Demand grows for safer streets around PS 11 in Woodside: Van Bramer
Courtesy Van Bramer’s office
By Bill Parry

When work was completed on a 350-seat, $92 million annex at PS 11 in Woodside in time for the new school year, it didn’t take long to notice the new main entrance of the school put students and faculty at risk. Traffic safety is now a main concern for parents at the school as the 1,000 children at the school empty out at 54th Street and Skillman Avenue where motorists come off Roosevelt Avenue driving fast.

The PS 11 Parent Teachers Association recently sent the city’s Department of Transportation a petition with more than 1,000 signatures requesting the installation of an additional crosswalk, a traffic light at the intersection and additional traffic-calming measures, such as speed bumps, at the location. The DOT rejected the request.
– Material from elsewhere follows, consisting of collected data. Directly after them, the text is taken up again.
PR #502, opened 2026-08-28
Feat #485: Classify rejections, denials, interrupts in tool telemetry

### LINKED ISSUE #485: User tool rejections export as error_type='timeout' — no edit-acceptance signal
## Problem
When the user rejects a tool call in the permission prompt, the `PreToolUse` hook has already fired but no `PostToolUse` follows. `HookEventProcessor.sweepOrphans()` flushes the orphan after 60s as `success:false, errorType:'timeout'` (`src/hooks/event-processor.ts:557-587`), so in NRDB **a deliberate user rejection is indistinguishable from a genuinely hung tool**.

Related losses in the same path:
- The collector captures `PostToolUseFailure`'s `is_interrupt` (`src/hooks/collector-script.ts:716-724`, typed at `src/storage/types.ts:35`), but `handlePostEvent()` never copies it onto the `ToolCallRecord`, so interrupt-vs-failure is dropped before export.
- `preflight install` registers only `PreToolUse`/`PostToolUse` (`src/install/install-helper.ts:88-90`) — the collector's `posttoolusefailure` branch exists but nothing ever subscribes to the event.

## Why it matters
Claude Code's OTel exports `claude_code.code_edit_tool.decision` (accept/reject, by language) — a headline "acceptance rate" ROI metric. Preflight has the raw ingredients and throws them away.

## Proposed fix
- Wire Claude Code's `PermissionRequest` / `PermissionDenied` hook events in the collector and installer.
- Introduce distinct `errorType` values (`rejected`, `interrupted`) vs. `timeout`; propagate `isInterrupt`.
- Derive an acceptance-rate metric for Edit/Write tools, with language from the already-captured `filePath` extension.

Known ceiling: OTel's decision-provenance values (`config`/`hook`/`user_permanent`/`user_temporary`/…) are not replicable from hooks; accept/reject is.

adjohn:
Fixes #485.

## Summary

- A user's tool rejection, an auto-mode policy denial, a mid-run interrupt, and a genuinely hung tool all exported as `error_type: 'timeout'`. They now carry distinct values: `rejected`, `denied`, `interrupted`, `timeout`.
- **One premise of the issue needed correcting against the hooks reference** (code.claude.com/docs/en/hooks.md): Claude Code fires no hook event for an interactive user rejection in default/plan modes. `PermissionDenied` covers only auto-mode policy denials. So rejection is inferred structurally: a pending call marked by a `PermissionRequest` event that never receives a post sweeps as `rejected`, while a bare orphan stays `timeout`. Permission-requested entries wait a longer TTL (300s vs 60s) since prompts legitimately dwell; an approval arriving later than that becomes the existing post-without-pre record shape.
- `PostToolUseFailure`'s already-captured `is_interrupt` now reaches the record: interrupted calls export `error_type: 'interrupted'` in both paired and orphaned-post paths.
- The installer registers `PermissionRequest`/`PermissionDenied` alongside the existing two, driven by a new single `HOOK_SUBCOMMANDS` table from which the uninstaller's recognition regex and the doctor's checks are derived — a hook event can no longer be registered without removal and diagnostics recognizing it by construction. Install, uninstall, headless install, doctor, and the two user-facing instruction surfaces all follow the shared vocabulary.
- Acceptance rate is deliberately NOT shipped as a pre-baked metric: with `error_type` on `AiToolCall`, it is a query-time ratio, e.g. `SELECT percentage(count(*), WHERE error_type != 'rejected') FROM AiToolCall WHERE tool IN ('Edit','Write') FACET developer` — the same rationale `CostTracker.emitMetrics` documents for not shipping derivable gauges.
- Review point: `areHooksInstalled` now requires all four hooks, so doctor reports `fail` (not `warn`) for a pre-upgrade install until `preflight install` runs again, and headless install upgrades instead of reporting already-installed. Consistent with the existing absent-hook severity, but note the fleet effect: every existing install reports `fail` after upgrading until re-installed. A one-line severity tweak if you prefer gentler.
- Three honest limitations worth knowing:
  - `rejected` reads "a permission prompt appeared and no completion ever arrived." A post lost for any other reason after a prompt (collector crash, buffer loss) carries the same signature and would also classify as `rejected`; a lost post with no prompt stays `timeout`, as today. Acceptance-rate consumers inherit that asymmetry.
  - `interrupted` activates on `PostToolUseFailure.is_interrupt`, a field this repo's collector already captured before this PR but which the current hooks reference does not document on that payload. If the field never arrives, the value is simply never emitted — nothing breaks, but the vocabulary entry may be latent until the payload carries it.
  - The collector now registers on `PermissionRequest`, a hook that CAN return permission decisions. Preflight's hook stays an observer by construction: it writes to its buffer, emits no decision JSON, and exits 0, so the permission flow is unaffected. Worth stating since it's the first decision-capable hook the installer touches.

## Test plan

- [x] RED→GREEN per behavior with fake timers: request→denied, request→sweep-as-`rejected` (survives 61s, flushes at 301s), bare orphan still `timeout` at 60s, late approval becomes post-without-pre, `stop()` flush classifies by phase, interrupt in paired and orphan paths, collector parse branches incl. missing-`tool_use_id` drop, installer/uninstaller symmetry, doctor pre-upgrade fail
- [x] Targeted suites 737/737; full `npm run build && npm test` — 5885 tests pass; lint 0/0; prettier clean


chrisdhaan (commented):
Nice work here — the fix is well-scoped, the phase-based pending-map redesign is clean, and the test coverage for the timing edge cases (bare orphan vs. permission-requested orphan TTLs, late-approval-after-sweep, stop() flush classification) is thorough. Build/test/lint all pass locally: 5999/5999 tests, 0 lint errors.

A few things worth addressing before merge:

**Stale branch / real merge conflicts.** This branch is 8 commits behind `main` (currently at 1.21.0), and a test merge produces real conflicts in `src/hooks/event-processor.ts` (3 hunks) and `docs/METRICS_TABLE.md` (1 hunk) — not just line-number noise. `main` independently added a `platform` field to the synthesized timeout/orphan records since this branch forked; this PR refactors that same code into a shared `emitUnpairedPreRecord()` helper, so a careless conflict resolution would silently drop `platform` from every future `timeout`/`rejected` record.

**Denied-record path drops some context fields.** `handlePermissionDeniedEvent`'s synthesized record only carries `inputSizeBytes`/`inputHash` from the pending pre-event, while the existing paired-post path (`handlePostEvent`) also carries `cwd`, `transcriptPath`, and `permissionMode`. `permissionMode` in particular seems directly relevant to a denial record — it's literally the setting that produced the denial — and it's already sitting on the pre-event, unused.

**Missing test for the "approved normally" path.** Every new test exercises `PermissionRequest` followed by rejection/denial/TTL-sweep, but none covers `PermissionRequest` → approved within the TTL → normal `PostToolUse`. That's likely the highest-volume real path for anyone running default (non-auto) permission mode, since most gated calls get approved, not rejected. By inspection `handlePostEvent` ignores `phase` so this should already work, but it's currently untested.

I have `maintainerCanModify` on this PR, so I'm going to merge current `main` into this branch (a merge commit, not a rebase — keeps your commit history intact) and push a couple of follow-up commits addressing the two findings above. You'll see them show up on this branch shortly.

Also confirmed and linked: this fixes #485.

chrisdhaan (approved):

“They have not said to me a good and acceptable answer as to why they won’t do this, why this doesn’t work for them,” City Councilman Jimmy Van Bramer (D-Sunnyside) told anxious parents and students, PS 11 PTA President Mindy Bichler-Greene and PS 11 Principal Elizabeth Pena-Jorge on Tuesday at rally in front of the school.

“It is absolutely clear to me that the streets at PS 11 are a clear danger to the hundreds of children that walk to school every single day,” Van Bramer said. “These streets, especially crossing Skillman Avenue, are a crash waiting to happen. We cannot wait for a child to be injured or lose their life before we act.”

The DOT said it has been engaged with the community.

“Following several meetings with PS 11, the PTA, the community board and Council Member Van Bramer’s office, DOT is reviewing the location for a signal or all-way stop sign,” a department spokesman said.

Compounding the problem is concern over the DOT’s plan to install a protected bike lane directly in front of the school as part of a larger proposal to redesign Skillman and 43rd Avenues after cyclist Gelacio Reyes, a married father of three, was struck and killed at the intersection of 39th Street and 43rd Avenue last spring. Van Bramer demanded the protected bike lanes soon afterward, but DOT’s initial proposal met with stiff resistance from area business owners who feared that the loss of 158 parking spaces would devastate the neighborhood’s economy.

A public meeting last month was canceled as the DOT worked at revising the plan. It has not yet been rescheduled.

“DOT is working with the council member’s office and the community board to select a new date for a community meeting on this project,” the DOT spokesman said.

Van Bramer was a proponent of Vision Zero before Mayor Bill de Blasio took office and made it a top priority.

“We have made great strides on Vision Zero as a city — reducing crashes and fatalities across the city — but until no child dies tragically on our streets, we can and we must do better,” Van Bramer said. “I stand firmly with the parents, students, and teachers at PS 11 in demanding that the Department of Transportation act now and save lives in the process.”